◆ Exercise input:
:::

Issue #48, opened 2023-06-30
Publish to crates.io


stefnotch:
It'd be lovely if this tool were published to crates.io, like the majority of Rust tools.

Then the installation instructions might be simpler for users who already have Rust.

RyanGlScott:
I agree. One reason that we haven't yet uploaded `mir-json` to `crates.io` is that any given `mir-json` release would only be buildable with a particular `rustc` nightly, and I could imagine lots of bug reports from confused users who try to install `mir-json` with an unsupported `rustc` version. That being said, we could include a [`rust-toolchain.toml`](https://rust-lang.github.io/rustup/overrides.html#the-toolchain-file) file to ensure that when a user runs `cargo install mir-json`, `cargo` will download the correct nightly before attempting to build the tool.

RyanGlScott:
Actually, I'm not sure if `rust-toolchain.toml` takes effect with `cargo install` or not. It _would_ take effect if you cloned the `mir-json` repo and built it from source, which would simplify the current story slightly (in that you wouldn't need to manually change your Rust toolchain before building).

stefnotch:
Ah, I see. I suppose a stable mir format would be needed for it to work with multiple rustc versions.

I personally would love anything that simplifies the installation instructions. Even getting rid of a single step is frequently worth it, in my opinion.

RyanGlScott:
Ah, it turns out that we already have a `rust-toolchain.toml` file:

https://github.com/GaloisInc/mir-json/blob/3b538589852282a752e517b69fc61b627cd6d4bd/rust-toolchain.toml#L1-L2

I think that we need to add `components = ["rustc-dev"]` as well, but most of the ingredients are there.

Another thought that popped into my mind: there are several commands inside of `mir-json` that spawn `rustc` subprocesses. If a user installs `mir-json` with one `rustc` version (the intended version) but later changes their toolchain to have a different `rustc` version as the default, will `mir-json`'s `rustc` subprocesses still pick the intended version? Surprisingly, some experimentation suggests that the answer is "yes". I'm not sure how that works exactly, but that is a fortunate coincidence.

spernsteiner:
> If a user installs `mir-json` with one `rustc` version (the intended version) but later changes their toolchain to have a different `rustc` version as the default, will `mir-json`'s `rustc` subprocesses still pick the intended version?  Surprisingly, some experimentation suggests that the answer is "yes".

[...]

PR #100, opened 2025-04-09
Simpler install

sand7000:
This addresses:

https://github.com/GaloisInc/mir-json/issues/48

It adds a script to simplify installation a bit and it adds a RUSTUP_TOOLCHAIN env var to wrapper.rs to make sure the installed tools always use the right toolchain.


install-mir-json.sh
```diff
@@ -0,0 +1,24 @@
...
+
+TOOLCHAIN="nightly-2023-01-23"
+
+# Check for rustup
+if ! command -v rustup >/dev/null 2>&1; then
+  echo "rustup is not installed."
+  echo "Please install rustup by running:"
+  echo "  curl https://sh.rustup.rs -sSf | sh"
+  echo "and update your path:"
+  echo "  source $HOME/.cargo/env"
```
RyanGlScott, line 13: Instead of putting the exact shell commands to run here, I'd recommend pointing folks to the instructions at https://rustup.rs instead, as it actually recommends running a different command than what is listed here. What's more, this would future-proof the script in the event that the https://rustup.rs instructions change later.

README.md
```diff
@@ -17,17 +17,13 @@
...
-2. Next, install a version of `rustc` that works with mir-json.
+2. You will need basic build tools like `cc` to compile mir-json. On Ubuntu this is sufficient:
 
-       $ rustup toolchain install nightly-2023-01-23 --force
-       $ rustup component add --toolchain nightly-2023-01-23 rustc-dev rust-src
-       $ rustup default nightly-2023-01-23
+       $ sudo apt install build-essential
 
-   <!-- Note: when changing to a new nightly, also update `wrapper.rs` -->
+3. Run the mir-json installation script
```
RyanGlScott, line 24: For consistency with other parts of the instructions:

```suggestion
3. Run the mir-json installation script:
```

RyanGlScott (commented):
Thanks for the PR!

I am quite happy with the `RUSTUP_TOOLCHAIN` changes in `wrapper.rs`. I have more mixed feelings about the introduction of a wrapper script, since it's yet another way way to install `mir-json` that we would need to maintain going forward (e.g., remembering to update the toolchain version). That being said, it does replace multiple `cargo`/`rustup` commands with a single script, so I can see the appeal behind it. I won't push back if others are on board.

sand7000:
> I have more mixed feelings about the introduction of a wrapper script, since it's yet another way way to install `mir-json` that we would need to maintain going forward

This is fair although I find maintaining a README to be more error prone and more likely to fall out of date than a testable script. Case in point the Rust book reference in our README was already out of date.

qsctr:
I don't have strong feelings about this. I think the toolchain and component installations can actually be combined into one command, like we document in `wrapper.rs`:
https://github.com/GaloisInc/mir-json/blob/92d2e94908983e8744fb1ac7fa9e9532ef504fa0/src/bin/wrapper.rs#L48
(speaking of which, that line probably should be updated to just `./install-mir-json.sh`, if we decide we are using the script.)

At that point, the shell script really is just turning two commands into one command, so I'm not sure that it's necessary. Also, I think there is some value in having the command for setting up the toolchain and the command for building & installing `mir-json` itself be separate, in case one of them goes wrong. But that mainly comes from past experiences trying to install software with complex installation scripts that fail somewhere in the middle, and not being able to figure out what went wrong, but as you say, this script is simple enough to inspect, so I guess it's fine.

:::

◆ Action item: Pull every line containing the string "GaloisInc" out of the data above and copy it.

◆ Result of the task:
https://github.com/GaloisInc/mir-json/blob/3b538589852282a752e517b69fc61b627cd6d4bd/rust-toolchain.toml#L1-L2
https://github.com/GaloisInc/mir-json/issues/48
https://github.com/GaloisInc/mir-json/blob/92d2e94908983e8744fb1ac7fa9e9532ef504fa0/src/bin/wrapper.rs#L48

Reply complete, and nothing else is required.